PR #727, opened 2024-01-12
Unification of 'open-folder' function, should fix 'xdg-open' path error

### LINKED ISSUE #726: "Open containing folder" action uses a hard-coded path for `xdg-open`
The hard-coded path `/usr/bin/xdg-open` may not exist (such as when using NixOS), causing the "open containing folder" action to silently fail. This should simply use the appropriate `$PATH` entry (as with the macOS `open` added in https://github.com/z411/trackma/pull/447).

Logs from a failure:
```
  File "/nix/store/d37h5x02hg7d43nb8rdzwf76jyz05xbn-trackma-0.8.6/lib/python3.11/site-packages/trackma/ui/gtk/window.py", line 589, in _open_folder
    subprocess.Popen(["/usr/bin/xdg-open", os.path.dirname(filename)],
  File "/nix/store/5k91mg4qjylxbfvrv748smfh51ppjq0g-python3-3.11.6/lib/python3.11/subprocess.py", line 1026, in __init__
    self._execute_child(args, executable, preexec_fn, close_fds,
  File "/nix/store/5k91mg4qjylxbfvrv748smfh51ppjq0g-python3-3.11.6/lib/python3.11/subprocess.py", line 1950, in _execute_child
    raise child_exception_type(errno_num, err_msg, err_filename)
FileNotFoundError: [Errno 2] No such file or directory: '/usr/bin/xdg-open'

During handling of the above exception, another exception occurred:

  File "/nix/store/d37h5x02hg7d43nb8rdzwf76jyz05xbn-trackma-0.8.6/lib/python3.11/site-packages/trackma/ui/gtk/window.py", line 504, in _on_show_action
    self._open_folder(*data)
  File "/nix/store/d37h5x02hg7d43nb8rdzwf76jyz05xbn-trackma-0.8.6/lib/python3.11/site-packages/trackma/ui/gtk/window.py", line 594, in _open_folder
    raise utils.EngineError("Could not open folder.")
trackma.utils.EngineError: Could not open folder.
```

BigBoyBarney:
Should fix #726 as long as `xdg-open` is in `$PATH`, which can be assumed for every distro. I tested it for GTK, Qt and CLI on Fedora 39.

> [!CAUTION]
> **As my other PR (#722), this requires python 3.10. Do not merge before #722 or without updating python dep.**

# Changes
## Code
- Unified all 'open folder' functions in `utils.py`. Can take an `error_callback` param so error reporting can still be done uniquely for every UI.
- Fixed OSError not being raised when the folder was in the library, but was changed after scanning. I.e:
	1. Start trackma
	2. 'Show X' gets scanned and found
	3. Rename folder of 'show X'
	4. Open folder
	5. Error is raised correctly

### DIFF
--- a/trackma/utils.py
+++ b/trackma/utils.py
@@ -490,6 +490,37 @@ def get_terminal_size(fd=1):
     return hw
 
 
+def open_folder(engine, show_id, error_callback=None):
+    try:
+        show_to_open = engine.get_show_info(show_id)
+        filename = engine.get_episode_path(show_to_open)
+        with open(os.devnull, 'wb') as DEVNULL:
+            if sys.platform == 'darwin':
+                subprocess.Popen(["open", os.path.dirname(filename)],
+                                 stdout=DEVNULL,
+                                 stderr=DEVNULL)
+            elif sys.platform == 'win32':
+                subprocess.Popen(["explorer", os.path.dirname(filename)],
+                                 stdout=DEVNULL,
+                                 stderr=DEVNULL)
+            else:
+                subprocess.Popen(["xdg-open", os.path.dirname(filename)],
+                                 stdout=DEVNULL,
+                                 stderr=DEVNULL)
+    except OSError:
+        # Open failed.
+        if error_callback:
+            error_callback("Could not open folder.")
+        else:
+            raise EngineError("Could not open folder.")
+    except EngineError:
+        # Show not in library.
+        if error_callback:
+            error_callback("No folder found.")
+        else:
+            raise EngineError("No folder found.")
+
+
 def show():
     return {
         'id':           0,
--- a/trackma/utils.py
+++ b/trackma/utils.py
@@ -507,18 +507,11 @@ def open_folder(engine, show_id, error_callback=None):
                 subprocess.Popen(["xdg-open", os.path.dirname(filename)],
                                  stdout=DEVNULL,
                                  stderr=DEVNULL)
-    except OSError:
-        # Open failed.
+    except Exception as e:
         if error_callback:
-            error_callback("Could not open folder.")
+            error_callback(e)
         else:
-            raise EngineError("Could not open folder.")
-    except EngineError:
-        # Show not in library.
-        if error_callback:
-            error_callback("No folder found.")
-        else:
-            raise EngineError("No folder found.")
+            raise e
 
 
 def show():
--- a/trackma/utils.py
+++ b/trackma/utils.py
@@ -494,24 +494,35 @@ def open_folder(engine, show_id, error_callback=None):
     try:
         show_to_open = engine.get_show_info(show_id)
         filename = engine.get_episode_path(show_to_open)
+
         with open(os.devnull, 'wb') as DEVNULL:
-            if sys.platform == 'darwin':
-                subprocess.Popen(["open", os.path.dirname(filename)],
-                                 stdout=DEVNULL,
-                                 stderr=DEVNULL)
-            elif sys.platform == 'win32':
-                subprocess.Popen(["explorer", os.path.dirname(filename)],
-                                 stdout=DEVNULL,
-                                 stderr=DEVNULL)
-            else:
-                subprocess.Popen(["xdg-open", os.path.dirname(filename)],
-                                 stdout=DEVNULL,
-                                 stderr=DEVNULL)
+            command = []
+
+            match sys.platform:
+                case 'darwin':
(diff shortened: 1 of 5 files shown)


trackma/utils.py
```diff
@@ -490,6 +490,53 @@ def get_terminal_size(fd=1):
...
+        if error_callback:
+            error_callback(f'Could not open folder.\n{e}')
+        else:
+            raise e
+
+    except Exception as e:
+        if error_callback:
+            error_callback(e)
+        else:
+            raise e
```
FichteFoll, line 537: This is an anti-pattern. Either the `open_folder` function should handle errors on its own, wrap errors with custom errors or let them bubble, but making this depend on a callback parameter is an unnecessary level of indirection.

With respect to the function providing *some* custom handling for annotating `OSError`s with "Could not open folder", I suggest to wrap only `OSError`s with a custom exception and otherwise let the callers handle the exceptions with their respective UI options.

FichteFoll (changes requested):
Thanks for the changes.

Which part of this PR requires Python 3.10? I'm not seeing it …

BigBoyBarney:
> Thanks for the changes.
> 
> Which part of this PR requires Python 3.10? I'm not seeing it …

```python
match sys.platform:
            case 'darwin':
                command = ["open", os.path.dirname(filename)]
            case 'win32':
                command = ["explorer", os.path.dirname(filename)]
            case _:
                command = ["xdg-open", os.path.dirname(filename)]
                ```
Match was introduced in Python 3.10

File: trackma/utils.py (hunk 1 above)
Comment (FichteFoll) [reply trackma/utils.py:537]: `try: open_foolder(…); catch: …`

Comment (BigBoyBarney) [reply trackma/utils.py:537]: Regarding the OSError message.
image
I added the string for clarity, but it's not really necessary if you're opposed to it.

If you want to do it through `try: catch:` then you'd have to add that everywhere, where you call open_folder(). Since the function is super simple and its usage doesn't vary in the slightest, using the callback function saves time. I can remove if it and change the wrap the calls in `try:` if you prefer that though

Comment (FichteFoll) [reply trackma/utils.py:537]: Wrapping the error is a valid use case (that I also mentioned in my initial comment). It shouldn't depend on whether an error callback was provided, however, since that's what we have try-catch for. Please just remove the callback parameter and handle thown exceptions at the call site.

(In general, I prefer error handling like it is provided by Rust (or even Golang to some extent), but Python has exceptions and we should use them as they are intended since the rest of the ecosystem is built around them.)

Comment (BigBoyBarney) [reply trackma/utils.py:537]: Just to make sure I understand what you mean.

Like this?
in `utils.py`
```python
def open_folder(engine, show_id):
    """
    Open the folder containing the show of the passed ID.
    """

    try:
        show_to_open = engine.get_show_info(show_id)
        filename = engine.get_episode_path(show_to_open)

        with open(os.devnull, 'wb') as DEVNULL:
            command = []

            match sys.platform:
                case 'darwin':
                    command = ["open", os.path.dirname(filename)]
                case 'win32':
                    command = ["explorer", os.path.dirname(filename)]
                case _:
                    command = ["xdg-open", os.path.dirname(filename)]

            process = subprocess.Popen(command,
                                       stdout=DEVNULL,
                                       stderr=subprocess.PIPE,
                                       universal_newlines=True)

            _, stderr = process.communicate()

            if process.returncode != 0:
                # Command failed.
                raise OSError(stderr)

    except OSError as e:
        raise OSError(f'Could not open folder: {e}')

    except Exception as e:
        raise RuntimeError(f'An error occurred while trying to open the folder: {e}')
```


in (gtk) `window.py`
```python
    def _open_folder(self, show_id):
        try:
            utils.open_folder(self._engine, show_id)
        except Exception as e:
            self._error_dialog_idle(e)
```

Or do you want me to create a new
```python
class FolderError(TrackmaError):
    pass
```

FichteFoll: Yes, that is basically what I mean. Either would be fine imo, but a custom `OpenFolderError(TrackmaError)` would be most appropriate since we're interpreting the underlying errors already when re-throwing a wrapped exception. Additionally, you could directly throw a `OpenFolderError` when the subprocess's return code is 0.

z411: Alternatively you could just raise an EngineError and catch it outside, which is what all UIs do right now.

FichteFoll:
I implemented this as I described in my comments in #770, which supersedes this PR. Thanks for getting this started either way.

---+---

▸ **Brief**: Return, line for line and unchanged, the data from its first line through the line containing "2. 'Show X' gets scanned and found".

▸ **Response area**:
PR #727, opened 2024-01-12
Unification of 'open-folder' function, should fix 'xdg-open' path error

### LINKED ISSUE #726: "Open containing folder" action uses a hard-coded path for `xdg-open`
The hard-coded path `/usr/bin/xdg-open` may not exist (such as when using NixOS), causing the "open containing folder" action to silently fail. This should simply use the appropriate `$PATH` entry (as with the macOS `open` added in https://github.com/z411/trackma/pull/447).

Logs from a failure:
```
  File "/nix/store/d37h5x02hg7d43nb8rdzwf76jyz05xbn-trackma-0.8.6/lib/python3.11/site-packages/trackma/ui/gtk/window.py", line 589, in _open_folder
    subprocess.Popen(["/usr/bin/xdg-open", os.path.dirname(filename)],
  File "/nix/store/5k91mg4qjylxbfvrv748smfh51ppjq0g-python3-3.11.6/lib/python3.11/subprocess.py", line 1026, in __init__
    self._execute_child(args, executable, preexec_fn, close_fds,
  File "/nix/store/5k91mg4qjylxbfvrv748smfh51ppjq0g-python3-3.11.6/lib/python3.11/subprocess.py", line 1950, in _execute_child
    raise child_exception_type(errno_num, err_msg, err_filename)
FileNotFoundError: [Errno 2] No such file or directory: '/usr/bin/xdg-open'

During handling of the above exception, another exception occurred:

  File "/nix/store/d37h5x02hg7d43nb8rdzwf76jyz05xbn-trackma-0.8.6/lib/python3.11/site-packages/trackma/ui/gtk/window.py", line 504, in _on_show_action
    self._open_folder(*data)
  File "/nix/store/d37h5x02hg7d43nb8rdzwf76jyz05xbn-trackma-0.8.6/lib/python3.11/site-packages/trackma/ui/gtk/window.py", line 594, in _open_folder
    raise utils.EngineError("Could not open folder.")
trackma.utils.EngineError: Could not open folder.
```

BigBoyBarney:
Should fix #726 as long as `xdg-open` is in `$PATH`, which can be assumed for every distro. I tested it for GTK, Qt and CLI on Fedora 39.

> [!CAUTION]
> **As my other PR (#722), this requires python 3.10. Do not merge before #722 or without updating python dep.**

# Changes
## Code
- Unified all 'open folder' functions in `utils.py`. Can take an `error_callback` param so error reporting can still be done uniquely for every UI.
- Fixed OSError not being raised when the folder was in the library, but was changed after scanning. I.e:
	1. Start trackma
	2. 'Show X' gets scanned and found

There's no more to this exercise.